▸ **Task to complete**
Check every line below, and copy those that include "message".

▸ **Data for this task**
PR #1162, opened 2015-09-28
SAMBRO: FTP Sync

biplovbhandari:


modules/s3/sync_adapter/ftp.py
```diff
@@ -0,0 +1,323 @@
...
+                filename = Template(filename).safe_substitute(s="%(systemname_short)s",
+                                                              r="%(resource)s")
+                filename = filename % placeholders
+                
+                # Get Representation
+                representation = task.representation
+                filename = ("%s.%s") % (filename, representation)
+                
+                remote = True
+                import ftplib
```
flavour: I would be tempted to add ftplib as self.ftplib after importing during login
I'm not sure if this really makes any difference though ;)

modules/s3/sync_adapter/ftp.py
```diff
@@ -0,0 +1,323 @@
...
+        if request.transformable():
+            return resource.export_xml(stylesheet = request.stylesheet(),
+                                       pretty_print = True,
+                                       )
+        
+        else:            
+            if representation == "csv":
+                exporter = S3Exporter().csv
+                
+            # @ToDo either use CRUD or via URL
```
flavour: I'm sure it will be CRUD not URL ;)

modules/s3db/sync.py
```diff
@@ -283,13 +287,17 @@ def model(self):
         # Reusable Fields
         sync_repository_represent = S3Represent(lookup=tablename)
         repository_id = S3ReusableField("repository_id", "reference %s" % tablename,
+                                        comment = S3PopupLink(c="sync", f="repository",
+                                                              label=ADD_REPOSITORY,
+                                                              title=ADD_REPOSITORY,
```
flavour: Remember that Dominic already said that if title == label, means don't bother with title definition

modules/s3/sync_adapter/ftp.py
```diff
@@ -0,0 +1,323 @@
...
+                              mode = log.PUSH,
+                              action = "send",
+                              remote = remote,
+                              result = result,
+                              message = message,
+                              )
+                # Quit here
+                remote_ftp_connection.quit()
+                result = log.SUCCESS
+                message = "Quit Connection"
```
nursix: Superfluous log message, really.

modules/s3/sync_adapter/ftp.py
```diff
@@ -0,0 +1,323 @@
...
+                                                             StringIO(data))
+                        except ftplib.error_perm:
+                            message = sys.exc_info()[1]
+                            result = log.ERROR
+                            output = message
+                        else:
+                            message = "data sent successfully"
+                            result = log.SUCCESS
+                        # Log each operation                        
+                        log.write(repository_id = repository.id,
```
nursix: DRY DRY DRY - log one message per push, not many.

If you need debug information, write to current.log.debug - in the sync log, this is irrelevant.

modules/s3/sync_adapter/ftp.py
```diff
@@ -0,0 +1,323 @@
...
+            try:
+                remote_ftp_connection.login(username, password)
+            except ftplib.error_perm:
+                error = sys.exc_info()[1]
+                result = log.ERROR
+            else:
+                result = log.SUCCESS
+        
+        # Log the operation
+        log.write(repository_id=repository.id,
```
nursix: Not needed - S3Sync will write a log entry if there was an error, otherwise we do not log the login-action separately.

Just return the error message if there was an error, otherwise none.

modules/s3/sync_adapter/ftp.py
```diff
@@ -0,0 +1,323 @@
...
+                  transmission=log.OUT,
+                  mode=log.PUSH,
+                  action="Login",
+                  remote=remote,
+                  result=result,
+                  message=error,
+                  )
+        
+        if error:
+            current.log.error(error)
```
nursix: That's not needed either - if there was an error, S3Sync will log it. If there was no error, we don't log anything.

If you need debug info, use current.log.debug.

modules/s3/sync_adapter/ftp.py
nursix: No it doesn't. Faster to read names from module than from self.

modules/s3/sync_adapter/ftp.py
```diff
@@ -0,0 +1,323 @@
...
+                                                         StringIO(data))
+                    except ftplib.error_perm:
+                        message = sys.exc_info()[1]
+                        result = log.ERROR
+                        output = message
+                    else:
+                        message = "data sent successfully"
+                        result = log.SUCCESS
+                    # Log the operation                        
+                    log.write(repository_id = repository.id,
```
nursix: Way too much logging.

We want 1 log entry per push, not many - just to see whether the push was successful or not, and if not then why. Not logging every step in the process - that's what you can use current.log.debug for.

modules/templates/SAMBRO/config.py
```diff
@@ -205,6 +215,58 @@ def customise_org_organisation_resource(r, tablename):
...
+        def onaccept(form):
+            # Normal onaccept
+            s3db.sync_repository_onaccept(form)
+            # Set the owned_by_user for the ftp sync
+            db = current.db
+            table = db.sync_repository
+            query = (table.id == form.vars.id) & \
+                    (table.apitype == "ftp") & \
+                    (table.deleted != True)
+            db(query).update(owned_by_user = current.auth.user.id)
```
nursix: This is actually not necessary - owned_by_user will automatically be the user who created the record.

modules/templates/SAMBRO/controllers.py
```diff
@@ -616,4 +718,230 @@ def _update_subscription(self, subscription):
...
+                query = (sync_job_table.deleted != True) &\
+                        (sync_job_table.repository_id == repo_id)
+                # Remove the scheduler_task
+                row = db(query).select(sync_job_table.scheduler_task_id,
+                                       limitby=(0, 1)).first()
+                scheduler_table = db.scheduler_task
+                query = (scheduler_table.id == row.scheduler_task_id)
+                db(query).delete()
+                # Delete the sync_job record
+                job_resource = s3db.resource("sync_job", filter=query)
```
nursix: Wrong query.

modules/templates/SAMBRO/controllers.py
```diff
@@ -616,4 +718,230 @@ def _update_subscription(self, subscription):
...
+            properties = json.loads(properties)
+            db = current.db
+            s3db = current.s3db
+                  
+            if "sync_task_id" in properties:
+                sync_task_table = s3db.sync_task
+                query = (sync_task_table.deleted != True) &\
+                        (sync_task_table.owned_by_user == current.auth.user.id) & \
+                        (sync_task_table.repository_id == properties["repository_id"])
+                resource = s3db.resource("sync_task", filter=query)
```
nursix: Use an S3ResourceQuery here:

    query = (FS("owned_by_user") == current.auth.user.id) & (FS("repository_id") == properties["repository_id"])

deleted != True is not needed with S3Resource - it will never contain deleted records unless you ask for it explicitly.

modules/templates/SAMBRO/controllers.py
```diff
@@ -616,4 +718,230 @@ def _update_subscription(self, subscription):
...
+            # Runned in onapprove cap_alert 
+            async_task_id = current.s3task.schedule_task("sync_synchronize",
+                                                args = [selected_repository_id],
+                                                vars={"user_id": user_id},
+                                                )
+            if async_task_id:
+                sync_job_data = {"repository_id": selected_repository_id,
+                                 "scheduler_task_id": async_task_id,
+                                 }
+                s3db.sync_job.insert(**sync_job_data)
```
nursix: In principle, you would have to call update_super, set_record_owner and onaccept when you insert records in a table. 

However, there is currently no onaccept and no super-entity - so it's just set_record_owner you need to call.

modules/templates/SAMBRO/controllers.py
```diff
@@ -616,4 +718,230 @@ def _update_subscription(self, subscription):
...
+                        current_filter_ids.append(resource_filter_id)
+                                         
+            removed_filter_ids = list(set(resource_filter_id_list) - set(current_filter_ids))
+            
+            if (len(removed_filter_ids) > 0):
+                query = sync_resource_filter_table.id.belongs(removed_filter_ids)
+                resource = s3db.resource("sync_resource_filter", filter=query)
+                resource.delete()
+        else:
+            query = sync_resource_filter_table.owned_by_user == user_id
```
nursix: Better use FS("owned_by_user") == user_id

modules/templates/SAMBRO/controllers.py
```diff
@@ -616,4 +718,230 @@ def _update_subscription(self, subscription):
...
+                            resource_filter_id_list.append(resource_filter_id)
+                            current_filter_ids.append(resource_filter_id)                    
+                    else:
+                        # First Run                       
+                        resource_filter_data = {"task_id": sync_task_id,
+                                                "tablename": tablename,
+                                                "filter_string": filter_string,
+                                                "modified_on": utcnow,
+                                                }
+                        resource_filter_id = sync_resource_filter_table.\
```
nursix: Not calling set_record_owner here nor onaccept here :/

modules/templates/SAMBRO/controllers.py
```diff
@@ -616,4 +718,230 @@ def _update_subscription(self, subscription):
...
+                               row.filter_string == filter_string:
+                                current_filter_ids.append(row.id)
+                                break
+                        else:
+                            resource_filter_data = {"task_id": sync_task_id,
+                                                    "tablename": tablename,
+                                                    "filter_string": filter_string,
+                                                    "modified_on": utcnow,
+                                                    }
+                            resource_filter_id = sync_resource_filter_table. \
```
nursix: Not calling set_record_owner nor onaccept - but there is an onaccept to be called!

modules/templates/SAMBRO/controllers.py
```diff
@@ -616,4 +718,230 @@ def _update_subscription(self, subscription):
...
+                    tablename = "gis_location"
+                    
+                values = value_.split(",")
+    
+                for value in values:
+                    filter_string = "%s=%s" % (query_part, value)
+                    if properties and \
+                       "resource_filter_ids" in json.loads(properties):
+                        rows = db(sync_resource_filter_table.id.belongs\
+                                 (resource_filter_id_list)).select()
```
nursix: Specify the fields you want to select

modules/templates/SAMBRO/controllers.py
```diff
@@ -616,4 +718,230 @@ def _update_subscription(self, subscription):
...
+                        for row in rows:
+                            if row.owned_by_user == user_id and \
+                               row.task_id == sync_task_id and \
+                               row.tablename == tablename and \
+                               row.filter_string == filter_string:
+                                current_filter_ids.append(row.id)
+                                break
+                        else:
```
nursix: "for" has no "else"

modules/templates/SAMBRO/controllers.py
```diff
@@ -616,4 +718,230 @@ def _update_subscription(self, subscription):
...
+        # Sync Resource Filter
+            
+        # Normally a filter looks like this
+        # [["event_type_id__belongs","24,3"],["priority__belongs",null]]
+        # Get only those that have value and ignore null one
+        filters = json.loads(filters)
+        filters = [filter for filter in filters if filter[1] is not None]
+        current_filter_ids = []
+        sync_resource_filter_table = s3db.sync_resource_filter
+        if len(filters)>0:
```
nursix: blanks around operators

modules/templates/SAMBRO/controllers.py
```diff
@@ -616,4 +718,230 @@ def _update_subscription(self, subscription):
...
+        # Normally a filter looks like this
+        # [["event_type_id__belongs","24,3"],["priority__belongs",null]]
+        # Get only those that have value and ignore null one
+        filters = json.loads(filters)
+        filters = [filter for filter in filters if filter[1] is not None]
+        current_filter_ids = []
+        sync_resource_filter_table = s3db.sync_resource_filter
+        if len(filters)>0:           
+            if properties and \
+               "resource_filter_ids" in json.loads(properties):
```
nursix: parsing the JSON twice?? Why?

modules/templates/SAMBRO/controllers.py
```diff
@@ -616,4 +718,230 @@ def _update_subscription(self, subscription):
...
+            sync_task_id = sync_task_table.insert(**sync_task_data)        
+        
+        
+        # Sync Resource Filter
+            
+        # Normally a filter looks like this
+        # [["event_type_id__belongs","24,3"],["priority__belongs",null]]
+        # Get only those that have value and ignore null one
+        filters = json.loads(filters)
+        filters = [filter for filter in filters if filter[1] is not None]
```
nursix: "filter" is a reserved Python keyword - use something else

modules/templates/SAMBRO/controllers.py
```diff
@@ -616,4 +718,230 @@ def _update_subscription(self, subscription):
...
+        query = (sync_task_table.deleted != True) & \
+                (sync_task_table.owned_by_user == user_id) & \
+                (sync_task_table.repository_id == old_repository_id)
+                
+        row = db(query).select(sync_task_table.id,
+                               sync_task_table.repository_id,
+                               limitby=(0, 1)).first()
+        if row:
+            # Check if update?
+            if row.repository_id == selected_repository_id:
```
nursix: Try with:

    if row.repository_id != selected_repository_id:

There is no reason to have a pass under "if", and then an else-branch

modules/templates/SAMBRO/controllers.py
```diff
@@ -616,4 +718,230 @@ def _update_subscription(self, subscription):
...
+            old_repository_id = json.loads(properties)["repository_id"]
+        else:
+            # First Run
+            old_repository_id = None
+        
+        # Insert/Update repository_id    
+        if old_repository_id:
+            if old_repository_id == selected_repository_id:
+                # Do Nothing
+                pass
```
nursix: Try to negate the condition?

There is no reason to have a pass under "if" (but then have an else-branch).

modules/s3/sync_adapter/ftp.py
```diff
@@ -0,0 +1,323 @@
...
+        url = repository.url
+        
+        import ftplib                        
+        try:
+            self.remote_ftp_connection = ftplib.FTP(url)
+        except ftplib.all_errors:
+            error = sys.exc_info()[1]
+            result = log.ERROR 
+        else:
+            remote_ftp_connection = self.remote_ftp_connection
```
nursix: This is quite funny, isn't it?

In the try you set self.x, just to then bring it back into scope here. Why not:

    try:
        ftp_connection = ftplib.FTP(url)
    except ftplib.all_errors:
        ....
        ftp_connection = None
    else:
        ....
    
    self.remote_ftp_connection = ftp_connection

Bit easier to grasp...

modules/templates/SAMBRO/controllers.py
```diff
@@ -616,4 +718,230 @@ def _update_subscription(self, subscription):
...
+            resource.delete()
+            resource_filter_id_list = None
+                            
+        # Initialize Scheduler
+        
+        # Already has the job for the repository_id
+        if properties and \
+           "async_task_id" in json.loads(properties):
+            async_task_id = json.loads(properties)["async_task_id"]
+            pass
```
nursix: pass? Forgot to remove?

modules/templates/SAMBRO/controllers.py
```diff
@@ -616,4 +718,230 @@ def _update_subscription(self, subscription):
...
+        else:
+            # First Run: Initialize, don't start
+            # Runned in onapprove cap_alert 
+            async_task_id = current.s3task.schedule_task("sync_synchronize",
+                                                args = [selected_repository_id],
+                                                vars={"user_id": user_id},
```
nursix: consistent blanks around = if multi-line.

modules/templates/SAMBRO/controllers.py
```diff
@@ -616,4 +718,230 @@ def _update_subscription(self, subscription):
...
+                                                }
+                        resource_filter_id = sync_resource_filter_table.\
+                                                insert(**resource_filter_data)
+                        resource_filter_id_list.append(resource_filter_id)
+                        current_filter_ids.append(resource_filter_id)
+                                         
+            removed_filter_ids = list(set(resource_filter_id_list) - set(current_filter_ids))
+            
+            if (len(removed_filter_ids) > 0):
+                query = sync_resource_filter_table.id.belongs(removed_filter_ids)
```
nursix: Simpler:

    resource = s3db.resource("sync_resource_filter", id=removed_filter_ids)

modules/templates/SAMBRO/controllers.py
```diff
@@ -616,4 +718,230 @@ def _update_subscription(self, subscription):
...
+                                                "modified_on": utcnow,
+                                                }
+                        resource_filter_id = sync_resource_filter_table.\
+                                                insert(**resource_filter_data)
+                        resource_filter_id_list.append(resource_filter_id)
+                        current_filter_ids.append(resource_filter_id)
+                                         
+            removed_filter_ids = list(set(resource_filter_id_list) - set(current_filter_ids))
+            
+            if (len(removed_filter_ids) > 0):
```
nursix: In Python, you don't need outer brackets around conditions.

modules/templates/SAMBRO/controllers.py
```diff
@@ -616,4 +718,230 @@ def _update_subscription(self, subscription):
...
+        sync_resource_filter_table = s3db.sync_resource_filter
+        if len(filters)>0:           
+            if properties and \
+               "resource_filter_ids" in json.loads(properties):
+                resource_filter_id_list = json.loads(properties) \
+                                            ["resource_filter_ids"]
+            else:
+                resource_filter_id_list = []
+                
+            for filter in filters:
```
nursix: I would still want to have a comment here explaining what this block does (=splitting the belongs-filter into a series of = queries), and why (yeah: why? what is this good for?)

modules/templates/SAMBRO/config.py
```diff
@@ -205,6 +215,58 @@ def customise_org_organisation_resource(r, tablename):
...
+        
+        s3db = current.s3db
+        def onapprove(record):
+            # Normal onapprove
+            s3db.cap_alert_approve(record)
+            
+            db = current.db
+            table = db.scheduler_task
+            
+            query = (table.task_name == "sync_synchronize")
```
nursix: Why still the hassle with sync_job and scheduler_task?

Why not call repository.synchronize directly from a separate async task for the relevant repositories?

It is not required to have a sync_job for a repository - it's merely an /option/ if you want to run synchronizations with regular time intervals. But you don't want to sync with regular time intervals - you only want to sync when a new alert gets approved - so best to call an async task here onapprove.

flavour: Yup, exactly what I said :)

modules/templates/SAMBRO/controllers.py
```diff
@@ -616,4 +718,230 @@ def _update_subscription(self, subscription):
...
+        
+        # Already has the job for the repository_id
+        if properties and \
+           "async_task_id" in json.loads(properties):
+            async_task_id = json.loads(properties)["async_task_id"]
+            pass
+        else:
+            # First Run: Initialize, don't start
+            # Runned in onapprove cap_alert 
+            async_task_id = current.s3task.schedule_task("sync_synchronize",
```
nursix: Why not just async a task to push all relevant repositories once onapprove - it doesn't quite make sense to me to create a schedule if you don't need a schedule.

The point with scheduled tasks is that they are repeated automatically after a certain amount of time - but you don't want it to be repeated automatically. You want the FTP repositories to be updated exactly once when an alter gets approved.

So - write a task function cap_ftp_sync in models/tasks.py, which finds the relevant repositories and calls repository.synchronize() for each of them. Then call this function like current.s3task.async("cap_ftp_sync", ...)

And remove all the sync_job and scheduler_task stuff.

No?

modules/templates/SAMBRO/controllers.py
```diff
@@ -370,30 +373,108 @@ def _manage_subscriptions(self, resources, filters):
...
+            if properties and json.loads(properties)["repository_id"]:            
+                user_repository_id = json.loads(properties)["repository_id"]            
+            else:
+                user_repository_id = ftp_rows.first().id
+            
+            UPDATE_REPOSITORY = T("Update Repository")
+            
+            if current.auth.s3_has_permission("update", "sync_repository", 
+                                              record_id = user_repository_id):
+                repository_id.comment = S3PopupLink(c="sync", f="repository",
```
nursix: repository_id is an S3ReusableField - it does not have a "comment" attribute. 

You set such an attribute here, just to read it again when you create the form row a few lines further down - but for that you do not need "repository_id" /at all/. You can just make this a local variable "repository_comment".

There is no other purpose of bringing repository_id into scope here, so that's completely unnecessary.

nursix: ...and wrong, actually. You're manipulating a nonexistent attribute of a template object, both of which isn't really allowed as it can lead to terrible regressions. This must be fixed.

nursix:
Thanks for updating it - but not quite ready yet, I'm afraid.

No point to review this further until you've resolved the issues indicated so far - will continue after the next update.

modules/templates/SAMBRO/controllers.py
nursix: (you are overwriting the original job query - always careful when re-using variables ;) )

▸ **Problem solution**
+                              message = message,
+                message = "Quit Connection"
nursix: Superfluous log message, really.
+                            message = sys.exc_info()[1]
+                            output = message
+                            message = "data sent successfully"
nursix: DRY DRY DRY - log one message per push, not many.
Just return the error message if there was an error, otherwise none.
+                  message=error,
+                        message = sys.exc_info()[1]
+                        output = message
+                        message = "data sent successfully"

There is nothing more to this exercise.